YOUR OBJECTIVE: Each line of the material, from the first through the one containing "- Confirm that", is to be written out exactly.

ENTRIES SHOWN:
PR #372, opened 2020-02-12
Add path resolve shortcut

slalu:
I'm kind of blocked and I want to make sure I'm going somewhere with this. So, before I go further, I would like to:
- Confirm that the usage of ExpectImpl.feature.f1 is correct in pathAssertions.kt 
- Maybe have an hint on how to make PathAssertionsImpl compile. I suspect something wrong with the generics...

Thanks!

----

### DIFF
--- a/apis/fluent-en_GB/extensions/jdk8/atrium-api-fluent-en_GB-jdk8-jvm/src/main/kotlin/ch/tutteli/atrium/api/fluent/en_GB/jdk8/pathAssertions.kt
+++ b/apis/fluent-en_GB/extensions/jdk8/atrium-api-fluent-en_GB-jdk8-jvm/src/main/kotlin/ch/tutteli/atrium/api/fluent/en_GB/jdk8/pathAssertions.kt
@@ -156,6 +156,29 @@ val <T : Path> Expect<T>.parent: Expect<Path>
 fun <T : Path> Expect<T>.parent(assertionCreator: Expect<Path>.() -> Unit): Expect<T> =
     ExpectImpl.path.parent(this).addToInitial(assertionCreator)
 
+/**
+ * Expects that [other] resolve against this [Path] and creates an [Expect] for the resolved [Path]
+ * so that further fluent calls are assertions about it.
+ *
+ * @return The newly created [Expect].
+ * @throws AssertionError Might throw an [AssertionError] if the assertion made is not correct.
+ *
+ * @since 0.10.0
+ */
+fun <T : Path> Expect<T>.resolve(other: String): Expect<Path> =
+    ExpectImpl.path.resolve(this, other).getExpectOfFeature()
+
+/**
+ * Expect that [other] resolve against this [Path] and that the resolved [Path] holds all assertions the
+ * given [assertionCreator] creates for it and returns this assertion container.
+ *
+ * @return This assertion container to support a fluent API.
+ * @throws AssertionError Might throw an [AssertionError] if the assertion made is not correct.
+ *
+ * @since 0.10.0
+ */
+fun <T : Path> Expect<T>.resolve(other: String, assertionCreator: Expect<Path>.() -> Unit): Expect<T> =
+    ExpectImpl.path.resolve(this, other).addToInitial(assertionCreator)
 
 /**
  * Expects that the subject of the assertion (a [Path]) is readable;
--- a/apis/infix-en_GB/extensions/jdk8/atrium-api-infix-en_GB-jdk8-jvm/src/test/kotlin/ch/tutteli/atrium/api/infix/en_GB/jdk8/PathFeatureAssertionsSpec.kt
+++ b/apis/infix-en_GB/extensions/jdk8/atrium-api-infix-en_GB-jdk8-jvm/src/test/kotlin/ch/tutteli/atrium/api/infix/en_GB/jdk8/PathFeatureAssertionsSpec.kt
@@ -1,15 +1,15 @@
 package ch.tutteli.atrium.api.infix.en_GB.jdk8
 
 import ch.tutteli.atrium.creating.Expect
-import ch.tutteli.atrium.specs.fun1
-import ch.tutteli.atrium.specs.notImplemented
-import ch.tutteli.atrium.specs.property
+import ch.tutteli.atrium.specs.*
 import ch.tutteli.atrium.specs.testutils.WithAsciiReporter
 import java.nio.file.Path
 
 class PathFeatureAssertionsSpec : ch.tutteli.atrium.specs.integration.PathFeatureAssertionsSpec(
     property<Path, Path>(Expect<Path>::parent),
     fun1<Path, Expect<Path>.() -> Unit>(Expect<Path>::parent),
+    feature1<Path, String, Path>(Expect<Path>::resolve),
+    fun2<Path, String,  Expect<Path>.() -> Unit>(Expect<Path>::resolve), //resolve with assertionCreator not implemented in this API
     property<Path, String>(Expect<Path>::fileName),
     fun1<Path, Expect<String>.() -> Unit>(Expect<Path>::fileName),
     property<Path, String>(Expect<Path>::fileNameWithoutExtension),
@@ -34,5 +34,10 @@ class PathFeatureAssertionsSpec : ch.tutteli.atrium.specs.integration.PathFeatur
 
         a1.parent
         a1 parent {}
+
+        a1 resolve "test"
     }
 }
+
+private fun <T: Path> Expect<T>.resolve(other: String, assertionCreator: Expect<Path>.() -> Unit): Expect<Path> =
+    (this resolve other).addAssertionsCreatedBy(assertionCreator)
--- a/domain/builders/atrium-domain-builders-jvm/src/main/kotlin/ch/tutteli/atrium/domain/builders/creating/PathAssertionsBuilder.kt
+++ b/domain/builders/atrium-domain-builders-jvm/src/main/kotlin/ch/tutteli/atrium/domain/builders/creating/PathAssertionsBuilder.kt
@@ -48,6 +48,9 @@ object PathAssertionsBuilder : PathAssertions {
     override inline fun <T : Path> parent(expect: Expect<T>) =
         pathAssertions.parent(expect)
 
+    override inline fun <T : Path> resolve(expect: Expect<T>, other: String) =
+        pathAssertions.resolve<T>(expect, other)
+
     override inline fun <T : Path> isReadable(expect: Expect<T>) =
         pathAssertions.isReadable(expect)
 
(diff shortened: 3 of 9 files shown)


apis/fluent-en_GB/extensions/jdk8/atrium-api-fluent-en_GB-jdk8-jvm/src/main/kotlin/ch/tutteli/atrium/api/fluent/en_GB/jdk8/pathAssertions.kt
```diff
@@ -156,6 +156,9 @@ val <T : Path> Expect<T>.parent: Expect<Path>
 fun <T : Path> Expect<T>.parent(assertionCreator: Expect<Path>.() -> Unit): Expect<T> =
     ExpectImpl.path.parent(this).addToInitial(assertionCreator)
 
+//TODO to be completed.
+fun <T : Path> Expect<T>.resolve(assertionCreator: Expect<Path>.() -> Unit, other: String): Expect<T> =
```
robstoll: switch arguments, assertionCreator-lambda should always be the last argument
```suggestion
fun <T : Path> Expect<T>.resolve(other: String, assertionCreator: Expect<Path>.() -> Unit): Expect<T> =
```

domain/builders/atrium-domain-builders-jvm/src/main/kotlin/ch/tutteli/atrium/domain/builders/creating/PathAssertionsBuilder.kt
```diff
@@ -48,6 +48,9 @@ object PathAssertionsBuilder : PathAssertions {
     override inline fun <T : Path> parent(expect: Expect<T>) =
         pathAssertions.parent(expect)
 
+    override fun <T : Path> resolve(expect: Expect<T>, other: String) =
```
robstoll: please inline
```suggestion
    override inline fun <T : Path> resolve(expect: Expect<T>, other: String) =
```

domain/robstoll-lib/atrium-domain-robstoll-lib-jvm/src/main/kotlin/ch/tutteli/atrium/domain/robstoll/lib/creating/pathAssertions.kt
```diff
@@ -395,5 +396,8 @@ fun <T : Path> _parent(expect: Expect<T>): ExtractedFeaturePostStep<T, Path> =
         .withoutOptions()
         .build()
 
+fun <T : Path, String, R: Path> _resolve(expect: Expect<T>, f: KFunction2<T, String, R>, other: String): ExtractedFeaturePostStep<T, Path> =
```
robstoll: don't expect the KFunction here, using Path.resolve should be internal to this function.
```suggestion
fun <T : Path> _resolve(expect: Expect<T>, other: String): ExtractedFeaturePostStep<T, Path> =
```
Also your definition `fun <T: Path, String, R: Path>` actually defines a type parameter named `String`. That's certainly not what you want :slightly_smiling_face:  Most likely the reason why you run into type inference problems. Note also, that you don't require `R` either as you don't use it afterwards.

apis/infix-en_GB/extensions/jdk8/atrium-api-infix-en_GB-jdk8-jvm/src/test/kotlin/ch/tutteli/atrium/api/infix/en_GB/jdk8/PathFeatureAssertionsSpec.kt
```diff
@@ -1,15 +1,15 @@
...
-import ch.tutteli.atrium.specs.property
+import ch.tutteli.atrium.specs.*
 import ch.tutteli.atrium.specs.testutils.WithAsciiReporter
 import java.nio.file.Path
 
 class PathFeatureAssertionsSpec : ch.tutteli.atrium.specs.integration.PathFeatureAssertionsSpec(
     property<Path, Path>(Expect<Path>::parent),
     fun1<Path, Expect<Path>.() -> Unit>(Expect<Path>::parent),
+    feature1<Path, String, Path>(Expect<Path>::resolve),
+    notImplemented(),
```
slalu: I cannot implement the infix function with both parameters (String and lambda), so I am using notImplemented here. Not sure if it's the right thing to do.

slalu:
At least it compiles now. I'm still working on the tests. You can let me know if you have comments on what's completed in the meantime

apis/infix-en_GB/extensions/jdk8/atrium-api-infix-en_GB-jdk8-jvm/src/test/kotlin/ch/tutteli/atrium/api/infix/en_GB/jdk8/PathFeatureAssertionsSpec.kt
```diff
@@ -34,5 +34,7 @@ class PathFeatureAssertionsSpec : ch.tutteli.atrium.specs.integration.PathFeatur
 
         a1.parent
         a1 parent {}
+
+        a1.resolve("test")
```
robstoll: don't use parentheses here. That's the main difference between the fluent and the infix api
```suggestion
        a1 resolve "test"
```

apis/infix-en_GB/extensions/jdk8/atrium-api-infix-en_GB-jdk8-jvm/src/test/kotlin/ch/tutteli/atrium/api/infix/en_GB/jdk8/PathFeatureAssertionsSpec.kt
robstoll: It's ok that you cannot implement the infix for two parameters (which is not possible). I am not yet sure how I am going to support this in the new infix API. However, you cannot use notImplemented() as this will fail the test.
Instead, create the following function in the same file
```
private fun <T: Path> resolve(expect: Expect<T>, other: String): Expect<T> = and {
  expect resolve other
}
```  
and use it
```suggestion
    "resolve with assertionCreator not implemented in this API" to ::resolve,
```

apis/fluent-en_GB/extensions/jdk8/atrium-api-fluent-en_GB-jdk8-jvm/src/main/kotlin/ch/tutteli/atrium/api/fluent/en_GB/jdk8/pathAssertions.kt
```diff
@@ -156,6 +156,29 @@ val <T : Path> Expect<T>.parent: Expect<Path>
 fun <T : Path> Expect<T>.parent(assertionCreator: Expect<Path>.() -> Unit): Expect<T> =
     ExpectImpl.path.parent(this).addToInitial(assertionCreator)
 
+/**
+ * Converts the given [other] to a path and expects it to resolve against this [Path]. Creates an [Expect] for it,
```
robstoll: This is slightly wrong as you don't convert `other` to a path first. Also I would stick to other docs and not split it up in two sentences. I suggest:
```suggestion
 * Expects that [other] resolve against this [Path] and creates an [Expect] for the resolved [Path]
```

apis/fluent-en_GB/extensions/jdk8/atrium-api-fluent-en_GB-jdk8-jvm/src/main/kotlin/ch/tutteli/atrium/api/fluent/en_GB/jdk8/pathAssertions.kt
```diff
@@ -156,6 +156,29 @@ val <T : Path> Expect<T>.parent: Expect<Path>
...
+ * @return The newly created [Expect].
+ * @throws AssertionError Might throw an [AssertionError] if the assertion made is not correct.
+ *
+ * @since 0.10.0
+ */
+fun <T : Path> Expect<T>.resolve(other: String): Expect<Path> =
+    ExpectImpl.path.resolve(this, other).getExpectOfFeature()
+
+/**
+ * Converts the given [other] to a path and expects it to resolve against this [Path]. Also expects that the parent holds
```
robstoll: adapt this as well as KDoc in infix API accordingly to the above input

apis/infix-en_GB/extensions/jdk8/atrium-api-infix-en_GB-jdk8-jvm/src/test/kotlin/ch/tutteli/atrium/api/infix/en_GB/jdk8/PathFeatureAssertionsSpec.kt
```diff
@@ -34,5 +34,10 @@ class PathFeatureAssertionsSpec : ch.tutteli.atrium.specs.integration.PathFeatur
 
         a1.parent
         a1 parent {}
+
+        a1 resolve "test"
     }
 }
+
+private fun <T: Path> Expect<T>.resolve(other: String, assertionCreator: Expect<Path>.() -> Unit): Expect<Path> =
```
slalu: Wasn't able to make the suggestion compile. Hope it's ok this way.

misc/specs/atrium-specs-jvm/src/main/kotlin/ch/tutteli/atrium/specs/integration/PathFeatureAssertionsSpec.kt
```diff
@@ -105,6 +109,49 @@ abstract class PathFeatureAssertionsSpec(
         }
     }
 
+    describeFun("val ${resolveFeature.name}") {
```
slalu: This class seemed to use multiples describeFun as opposed at what I had to do in OptionalAssertionsSpec. I followed the pattern already used.

robstoll: that's fair enough

apis/infix-en_GB/extensions/jdk8/atrium-api-infix-en_GB-jdk8-jvm/src/test/kotlin/ch/tutteli/atrium/api/infix/en_GB/jdk8/PathFeatureAssertionsSpec.kt
robstoll: I wrote it off the top of my head without checking if it actually compiles. It's good enough for this PR but I am going to rewrite it after the merge. For my taste it resembles too much like a function which is implemented in this API. I'll send you a link to the comment later on

robstoll: https://github.com/robstoll/atrium/commit/8ff3a7495ed5839587da5f35d976184a4a7a4d5e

RESPONSE:
PR #372, opened 2020-02-12
Add path resolve shortcut

slalu:
I'm kind of blocked and I want to make sure I'm going somewhere with this. So, before I go further, I would like to:
- Confirm that the usage of ExpectImpl.feature.f1 is correct in pathAssertions.kt 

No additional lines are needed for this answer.